李芸:你!不要得意,是你做的就是你做的,不要狡辩。
李芸声音中已经没了方才哭泣的可怜模样,满满的全是冷静,王豆豆与温情站在旁侧,王豆豆拉开的手,配上着急的表情,很是滑稽,反倒是温情,自始至终视线都在苏子琴身上,眼中很是平淡,没有一丝怀疑。
苏子琴言笑晏晏,“你说我狡辩,那你又有何证据证明是我拿的。”
李芸:就凭你身上有五百块钱,你一个穷人家的孩子怎么可能有这么多钱,不是偷的,能是从哪来的?
苏子琴:你又是怎么知道我身上有五百块钱?
李芸:我用我这双眼睛看得清清楚楚,明明白白。
苏子琴:那你是何时丢的?怎么丢的?
李芸:你问这个干什么?反正钱就是丢了,不是你还有谁?
苏子琴:越说越好笑了,你就这么笃定是我拿的?我可记得凌晨六点的时候我就离开了宿舍,七点回来的时候大家都在,另外,中午我根本就没回来,还是刚才我才进的宿舍,我根本就没有作案的时间,难道你的钱是昨天丢的?
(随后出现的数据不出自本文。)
PR #2550, opened 2024-12-02
ha: Derive IKE SA and child SA keys correctly when multiple key exchanges are used

jfhren-stormshield:
Hello,
When adding a second key exchange (or more) to ha/active-passive test, it makes the passive crashes.
I put together a fix to handle additional key exchanges and derive the IKE and CHILD keys accordingly.
I also duplicated the ha/active-passive test as ha/active-passive-multi-ke with an additional key exchange.
Moreover there was a typo in the ha/active-passive test (`ike-id 1` in place of `ike-id 2`).
Thank you.


tobiasbrunner:
Thanks a lot for this PR. I've had a look at this and found some issues, so I reworked this based on an older patch by Thomas Egerer that was never upstreamed.

The first thing I noticed is that the proposal synchronization is incorrect. Additional key exchanges can be negotiated for each of the 7 additional transforms individually and any one of them can be omitted (e.g. `ADDKE1` and `ADDKE4` could be negotiated, while `ADDKE2`, `ADDKE3` and those above 4 might not).

I don't like adding an attribute type for each new transform type. Instead, we can add an attribute that simply transmits an array of `uint16_t` values as a `chunk_t` (each is 0 if not negotiated, the length can even be limited to the highest transform that's actually negotiated). Putting the encoding function in `ha_message.c` also allows using it for both IKE and Child SA proposals.

Another thing is that we don't need a new attribute to identify the SA during the initial exchanges. We can continue to use `HA_IKE_ID` and just first try to checkout a matching SA before creating one. We can also use the proposal as an indicator whether we handle an initial add or a key update (sending the algorithms with every update is redundant anyway as the proposal won't change).

There was also a memory leak due to the reuse of the `dh` variable for the first and the additional key exchange objects, i.e. only the latter would get destroyed. You didn't run into this in the test case because the daemon on `moon` is not properly terminated, so the leak detective won't be able to report it. Note that my changes still reuse the variable (now named `ke`), however, both objects are now destroyed together with the array.

What was missing as well is handling of multiple `HA_IKE_ADD` messages in the HA cache (to resync the SA).

I've also renamed some DH mentions to KE (except for some IKEv1 legacy stuff).

I'm afraid, eventually, there really wasn't anything left from your commit, except for the test scenario, which is appreciated. I hope that's OK.

The changes are in the `2550-ha-multi-ke` branch. Please let me know if you have any feedback.

----

By the way, what's a bit weird in the test scenario, at least in my test runs, is that the first IKE_AUTH fragment is somehow received by `moon`, while neither the IKE_SA_INIT, the IKE_INTERMEDIATE, nor the second IKE_AUTH fragment is. I currently don't understand why that happens.

However, it shows an interesting side-effect of doing the key derivation delayed (i.e. when receiving an encrypted packet instead of when sending back the response to the previous one, which versions before 5.9.7 did, see 44629bbadbd4d7f0c3ca5f8f73237b1b49b1f6f3). Which is that the passive host is unable to process any messages until the active host received the first IKE_AUTH request and synced the SA to complete the last key derivation. Because the IKE_SA is in state `IKE_CONNECTING` on the passive node (and not `IKE_PASSIVE`, which happens later), there is some processing when a packet is received. So in the test scenario, I see the following in the log when the IKE_AUTH message is received:

```
16[NET] received packet: from 192.168.0.100[4500] to 192.168.0.5[4500] (1236 bytes)
16[LIB] MAC verification failed
16[ENC] verifying encrypted fragment payload integrity failed
16[ENC] could not decrypt payloads
16[IKE] integrity check failed
16[IKE] IKE_AUTH request with message ID 2 processing failed
09[CFG] installed HA passive IKE_SA 'rw' 192.168.0.5[mars.strongswan.org]...192.168.0.100[carol@strongswan.org]
```

This means that a handover during that time wouldn't allow completing the SA, which I guess was possible in earlier versions.

jfhren-stormshield:
Thank you for your reply.
Sorry, I was not aware some additional transforms could be omitted. Maybe the test scenario could be tweaked to cover this behavior ?
Concerning the new message attributes, is there not a downward compatibility issue by adding them not a the end ?

jfhren-stormshield:
Destroying incomplete IKE_SAs might be better than letting them timeout eventually.

PR #2552, opened 2024-12-03
child-create: fix double free of labels after migrate

rshearman:
If a migrate of a child-create occurs then labels_i and labels_r are freed, but the pointers are left set. If the task is subsequently destroyed without being reused, then both of these will be double freed.

Fix this by setting labels_i and labels_r to NULL in the migrate method after freeing, similar to other fields that are freed.


tobiasbrunner:
@cla-bot check

Thanks a lot, applied to master.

李芸动作一顿,眸子一闪,当然是昨天丢的,昨天晚上就你一个人在宿舍,就是你。
听完李芸所说的,王豆豆有点疑惑,“可是,李芸,昨天你还给我看了你的存款,整整齐齐的放在包里呢!”
无心的一句话瞬间让李芸的脸涨得通红。
苏子琴的脸色瞬间冷了下来,昏暗的宿舍,灯还未打开,关闭的房门只有争吵与辩解的声音。
苏子琴向李芸走进,一步一步轻微的脚步声就像是踩在李芸的心尖尖,颤抖而又惊慌。